González Cristian, Guajardo Hernán, Martínez María Soledad, Rodríguez Víctor, Aravena Carmen, Vergara Antonio, Duarte Ana, Wilhelm Pablo, Vance Carina
Organización Panamericana de la Salud Santiago Chile Organización Panamericana de la Salud, Santiago, Chile.
División de Prevención y Control de Enfermedades Subsecretaría de Salud Pública Ministerio de Salud Santiago Chile. División de Prevención y Control de Enfermedades, Subsecretaría de Salud Pública, Ministerio de Salud, Santiago, Chile.
Rev Panam Salud Publica. 2025 Jul 15;49:e68. doi: 10.26633/RPSP.2025.68. eCollection 2025.
Describe and examine the use of the digital telehealth strategy in primary health care (PHC) facilities in Chile, describe its implementation in the country, and analyze its impact on demand management within the Chilean health system.
A cross-sectional descriptive observational study was conducted in 320 PHC facilities in the telehealth system. All requests for care registered on the platform were analyzed using anonymized data from the panel of telehealth indicators. Studied variables included: volume of requests, distribution by sex and age, variability in demand, percentage of requests resolved remotely, and waiting times according to clinical priority level. A descriptive analysis of frequencies and proportions was performed, and an estimate was made of the impact of telehealth in terms of reducing in-person visits.

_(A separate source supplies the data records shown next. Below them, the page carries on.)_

Issue #128, opened 2017-10-17
Feature Request: Perform a graceful shutdown upon SIGTERM


thrnio:
The method documented in [Connecting from Google Container Engine](https://cloud.google.com/sql/docs/mysql/connect-container-engine) for using Cloud SQL Proxy from GKE is to run the proxy as a sidecar container in your pod alongside your application. For normal use, this works well, but as [this StackOverflow question describes](https://stackoverflow.com/questions/41679364/kubernetes-stop-cloudsql-proxy-sidecar-container-in-multi-container-pod-job), there are problems when trying to do the same in a Kubernetes Job.

The main issue is that for a Job to finish, all the containers in its Pod need to finish and return 0, so when using Cloud SQL Proxy as a sidecar container, even after the application container finishes, the proxy container stays around and Kubernetes believes the Job is not finished. 

What would be helpful is for there to be some way to tell Cloud SQL Proxy to shut itself down cleanly after the application has finished. Perhaps something like a configurable timeout where the proxy shuts down after having no active connections for a period of time, or even some way for the application to explicitly tell the proxy it has finished before the application itself shuts down.

AthenaShi:
This can be done by just SIGTERM the proxy on shutdown.

For more information, (well not directly related):
https://github.com/GoogleCloudPlatform/cloudsql-proxy/issues/86

thrnio:
Sending a SIGTERM won't work because it causes Cloud SQL Proxy to exit 2, not exit 0, which Kubernetes will treat as a Job failure, not a success.

EamonKeane:
@thrnio having the same issue, did you find a workaround for this?

EamonKeane:
possible solution here? https://stackoverflow.com/questions/41679364/kubernetes-stop-cloudsql-proxy-sidecar-container-in-multi-container-pod-job

One possible solution would be a separate cloudsql-proxy deployment with a matching service. You would then only need your migration container inside the job that connects to your proxy service.

This comes with some downsides:

higher network latency, no pod local mysql communication
possible security issue if you provide the sql port to your whole kubernetes cluster
If you want to open cloudsql-proxy to the whole cluster you have to replace tcp:3306 with tcp:0.0.0.0:3306 in the -instance parameter on the cloudsql-proxy.

thrnio:
[...]

PR #212, opened 2018-09-25
Terminate gracefully after receiving a SIGTERM signal.

jbrook:
See #128 

Added a SIGTERM handler to the client with a configurable termination grace period (default 20s). During this period the client will refuse new connections. At the end of the period the process will exit. This allows in-flight database operations to complete when running as a sidecar container in Kubernetes and performing rolling updates.

### DIFF
--- a/README.md
+++ b/README.md
@@ -46,6 +46,13 @@ download the associated JSON file, and set `-credential_file` to the path of the
 JSON file. You can also set the GOOGLE_APPLICATION_CREDENTIALS environment variable
 instead of passing this flag.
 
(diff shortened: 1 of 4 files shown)


jacobat:
This doesn't fully solve the issue AFAICT since other containers might try to establish connections even after being asked to terminate. An example chain of events: Web request hits application server -> pod is asked to terminate -> proxy receives sigterm -> application server tries to establish db connection resulting in error since the connection can't be established.

kurtisvg:
This feature is currently being developed in #206. If there is something about that implementation that doesn't cover your use-case, please let us know in either in #128 or in #206.

PR #218, opened 2018-09-28
Two fixes in GcloudConfig for usability

Carrotman42:
* Print out the error message from Gcloud when it can't print out its config
* Fix the error message printed out when reading config for reasons other than figuring out the gcloud project.


hfwang:
Thanks for this!

PR #419, opened 2020-07-16
chore(docs): Remove "v" from container image tags

### LINKED ISSUE #418: Wrong Docker Image Tags
## Description
The docs say the following Docker image tags are available:

> - v$VERSION - default image (recommended)
> - v$VERSION-alpine - uses alpine:3 as a base image
> - v$VERSION-buster - uses debain:buster as a base image

If you check us.gcr.io/cloudsql-docker/gce-proxy, you're actually tagging images like `$VERSION`, `v$VERSION-alpine`, and `v$VERSION-buster`. Also, `v$VERSION-alpine` and `v$VERSION-buster` only exist for `v1.17`.

## Solution
Update the docs to match the actual docker image tags that are and will be available.

shubha-rajan:
## Change Description

Updated documentation for proxy container images in README.md

## Relevant issues:

- Fixes #418

### DIFF
--- a/README.md
+++ b/README.md
@@ -105,9 +105,9 @@ __Note:__
 
 Each image is tagged with the version of the proxy it was released with. The 
 following tags are currently supported:
-  * `v$VERSION` - default image (recommended)
-  * `v$VERSION-alpine` - uses [`alpine:3`](https://hub.docker.com/_/alpine) as a base image
-  * `v$VERSION-buster` - uses [`debian:buster`](https://hub.docker.com/_/debian) as a base image
+  * `$VERSION` - default image (recommended)
+  * `$VERSION-alpine` - uses [`alpine:3`](https://hub.docker.com/_/alpine) as a base image (only supported from v1.17 up)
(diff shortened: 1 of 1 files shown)


kurtisvg:
So I'd actually prefer if we stuck to using `v$VERSION` so it's consistent with the release tag we have to use on GitHub. If we take this course of action, there are a few choices to make:

1. Do we backport `v$VERSION` tag to previous versions? (probably)
2. Do we continue to push both versions of the tag in the future? If so, we'll need to update the default Cloud Build configuration.

kurtisvg:
> So I'd actually prefer if we stuck to using `v$VERSION` so it's consistent with the release tag we use on GitHub. If we go this route, there are a few choices to make:
> 
> 1. Do we backport `v$VERSION` tag to previous versions? (probably)
> 2. Do we continue to push both versions of the tag in the future? If so, we'll need to update the default Cloud Build configuration.

shubha-rajan:
I think backporting makes sense. As for pushing both versions in the future, would it break users if we only pushed the `v$VERSION` and do we want to officially support both tags?

kurtisvg:
Do you mind fixing the BUILD files in this PR as well?

PR #448, opened 2020-09-01
chore: add release-please action

shubha-rajan:
## Change Description

Adding a workflow to use the [release-please Github action](https://github.com/GoogleCloudPlatform/release-please-action) to automate release PR and CHANGELOG generation, as well as update the version in a text file.


version.txt
```diff
@@ -0,0 +1 @@
+1.18.0-dev
```
kurtisvg, line 1: Let's try it without the version.txt first and see what happens

shubha-rajan: Sounds good.

PR #471, opened 2020-09-18
chore: Add a workflow to update the versionString on release PRs

shubha-rajan:
This GitHub Actions workflow checks out the source branch of any PR generated by `release-please[bot]` and pushes another commit to update the version string in the proxy. It *should* push the commit as release-please bot and get past CLA issues that way

### DIFF
--- a/.github/workflows/update-versions.yml
+++ b/.github/workflows/update-versions.yml
@@ -1,0 +1,37 @@
+
+name: update-version
+on:
+  pull_request:
+          types: [opened]
+          branches: [master]
+
+jobs:
+  update-version-in-pr:
+    runs-on: ubuntu-latest
+
+    steps:
+      - uses: actions/checkout@v2
+        with: 
+          ref: ${{ github.head_ref }}
+
+      - if: github.actor == "release-please[bot]"
+        name: find-and-replace-version
+        run: |
+          VERSION=$(cat version.txt)
+          sed -i -r 's/[0-9]+.[0-9]+.[0-9]+(-dev)?/'"$VERSION"'/' cmd/cloud_sql_proxy/cloud_sql_proxy.go
+          
+      - if: github.actor == "release-please[bot]"
+        name: setup-git-config
+        run: |
+          git config user.name "release-please[bot]"
+          git config user.email "55107282+release-please[bot]@users.noreply.github.com"
+          
+      - if: github.actor == "release-please[bot]"
+        name: push-commit
+        run: |
+          git add cmd/cloud_sql_proxy/cloud_sql_proxy.go
+          git commit -m "Update version"
+          git push origin ${{ github.head_ref }}
+      
+
+        
--- a/.github/workflows/update-versions.yml
+++ b/.github/workflows/update-versions.yml
@@ -2,8 +2,9 @@
 name: update-version
 on:
   pull_request:
-          types: [opened]
           branches: [master]
+          paths: 
+            - 'version.txt'
 
 jobs:
   update-version-in-pr:
--- a/.github/workflows/update-versions.yml
+++ b/.github/workflows/update-versions.yml
@@ -20,16 +20,8 @@ jobs:
         run: |
           VERSION=$(cat version.txt)
           sed -i -r 's/(var versionString = ")[0-9]+.[0-9]+.[0-9]+(-dev)?/\1'"$VERSION"'/' cmd/cloud_sql_proxy/cloud_sql_proxy.go
-          
-      - if: github.actor == "release-please[bot]"
-        name: setup-git-config
-        run: |
           git config user.name "release-please[bot]"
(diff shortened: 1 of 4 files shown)


.github/workflows/update-versions.yml
```diff
@@ -0,0 +1,37 @@
+
+name: update-version
+on:
+  pull_request:
+          types: [opened]
+          branches: [master]
```
kurtisvg, line 6: Hmm so this means it'll run just on open? What happens when release please has to rerun? 

I think we should restrict this based on `[paths](https://docs.github.com/en/actions/reference/workflow-syntax-for-github-actions#onpushpull_requestpaths)` as well - we only want this to run if version.txt has changed.

.github/workflows/update-versions.yml
```diff
@@ -0,0 +1,37 @@
...
+    steps:
+      - uses: actions/checkout@v2
+        with: 
+          ref: ${{ github.head_ref }}
+
+      - if: github.actor == "release-please[bot]"
+        name: find-and-replace-version
+        run: |
+          VERSION=$(cat version.txt)
+          sed -i -r 's/[0-9]+.[0-9]+.[0-9]+(-dev)?/'"$VERSION"'/' cmd/cloud_sql_proxy/cloud_sql_proxy.go
```
kurtisvg, line 21: We probably want a slightly more strict regex for the entire line (`var versionString`) instead to make sure this doesn't change any where else we might want to have version numbers in the future.

.github/workflows/update-versions.yml
```diff
@@ -0,0 +1,37 @@
...
+          
+      - if: github.actor == "release-please[bot]"
```
kurtisvg, line 23: Is there any advantage to these being different steps?

kurtisvg (changes requested):

.github/workflows/update-versions.yml
shubha-rajan: it's mostly for logging purposes. if something goes wrong, we know exactly which step is the problem. We can also do it in one step if you prefer that.

.github/workflows/update-versions.yml
shubha-rajan: I agree on the path restriction. I forgot that release please closes and reopens the PR every time it edits it.

.github/workflows/update-versions.yml
shubha-rajan: done

.github/workflows/update-versions.yml
kurtisvg: I have a slight preference towards a single step for readability (and mostly because of the multiple if checks), but I haven't seen how the logging is handled. If you feel the separate steps is significant for debugging, please feel free to leave.

.github/workflows/update-versions.yml
```diff
@@ -0,0 +1,38 @@
...
+jobs:
+  update-version-in-pr:
+    runs-on: ubuntu-latest
+
+    steps:
+      - uses: actions/checkout@v2
+        with: 
+          ref: ${{ github.head_ref }}
+
+      - if: github.actor == "release-please[bot]"
```
kurtisvg, line 18: Are we sure we only want to bump this version if the actor is release-please? What are the consequences is someone else edits the file?

kurtisvg (changes requested):

.github/workflows/update-versions.yml
shubha-rajan: Doing it in one step should be fine. I can update this.

.github/workflows/update-versions.yml
shubha-rajan: I guess my thought was that nobody should be editing the version file unless they have a really good reason to (in which case they should know to edit the version in both places, and would probably do a global find/replace anyway). I'd personally prefer bots to only push commits on bot PRs.

I'm thinking we could even add a workflow that generates a PR to append the `-dev` to the versions in both places after a new release tag is pushed, so that way we'd never have to manually update versions.

kurtisvg: That workflow would use GitHub actions, which would use a different user than this does. Does that affect this?

shubha-rajan: nope. because we would be able to update in both places at the same time with the other workflow, so we wouldn't need this to push a commit on to the PR. My thought was that this was more of a configuration that would make the release PRs update in both places since release-please only updates `version.txt` by default.

kurtisvg: SGTM

kurtisvg (approved):
LGTM - is there a good way to test this before we merge?

shubha-rajan:
I can't really think of a good way to test it. Especially since the action needs a PR from a specific github actor to do anything.

kurtisvg:
Ok - I'm okay with merging for now, let's just make sure we keep an eye on the next time release-please opens a new PR.

PR #504, opened 2020-10-14
feat: use regionalized instance ids to prevent global conflicts with sqladmin v1

shubha-rajan:
Update the SQLAdmin API calls to use an instance name with a region prefix with the format <region>~<instance-name> to prevent issues with conflicting instance names when sqladmin v1 is released and instance names become regionally unique instead of globally unique

### DIFF
--- a/cmd/cloud_sql_proxy/cloud_sql_proxy.go
+++ b/cmd/cloud_sql_proxy/cloud_sql_proxy.go
@@ -345,7 +345,7 @@ func listInstances(ctx context.Context, cl *http.Client, projects []string) ([]s
 				for _, in := range r.Items {
 					// The Proxy is only support on Second Gen
 					if in.BackendType == "SECOND_GEN" {
-						ch <- fmt.Sprintf("%s:%s:%s", in.Project, in.Region, in.Name)
+						ch <- in.ConnectionName
 					}
 				}
 				return nil
--- a/proxy/certs/certs.go
+++ b/proxy/certs/certs.go
@@ -169,8 +169,9 @@ func (s *RemoteCertSource) Local(instance string) (ret tls.Certificate, err erro
 		return ret, err
 	}
 
-	p, _, n := util.SplitName(instance)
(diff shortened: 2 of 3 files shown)


proxy/certs/certs.go
```diff
@@ -169,8 +169,9 @@ func (s *RemoteCertSource) Local(instance string) (ret tls.Certificate, err erro
 		return ret, err
 	}
 
-	p, _, n := util.SplitName(instance)
-	req := s.serv.SslCerts.CreateEphemeral(p, n,
+	p, region, n := util.SplitName(instance)
```
kurtisvg, line 172: nit: probably `r` to be consistent (the variable isn't going far)

kurtisvg (changes requested):
I don't know if the response name will be changed if theres a conflict - if so, this line may need to be updated: 
https://github.com/GoogleCloudPlatform/cloudsql-proxy/blob/15fe7fe379608380c9cef3b4d04a2254d8dfb2bb/cmd/cloud_sql_proxy/cloud_sql_proxy.go#L348

We'll need to reach out to the API team to verify (and probably make sure to test this when there is a known conflict to to be sure).

proxy/certs/certs.go
shubha-rajan: fixed.

cmd/cloud_sql_proxy/cloud_sql_proxy.go
```diff
@@ -345,7 +345,7 @@ func listInstances(ctx context.Context, cl *http.Client, projects []string) ([]s
 				for _, in := range r.Items {
 					// The Proxy is only support on Second Gen
 					if in.BackendType == "SECOND_GEN" {
-						ch <- fmt.Sprintf("%s:%s:%s", in.Project, in.Region, in.Name)
+						ch <- fmt.Sprintf("%s", in.ConnectionName)
```
kurtisvg, line 348: No need to use `fmt` here - we can just send the string as is?

kurtisvg (approved):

Between January 2021 and December 2024, 5 037 145 requests from 1 292 942 individuals were received on the telehealth platform, with a higher participation of women (64.4%). The predominant age group was 25 to 65 years (49.8%). Demand was highest in October and November; February and December were the least active months. A total of 23.45% of users enrolled in PHC used telehealth services at least once. Of the total number of requests, 28.4% were handled remotely, 62.7% required in-person attention, and 6.4% were closed for administrative reasons. Waiting times for high-priority requests averaged eight days, which is above the recommended standard of 24 to 48 hours.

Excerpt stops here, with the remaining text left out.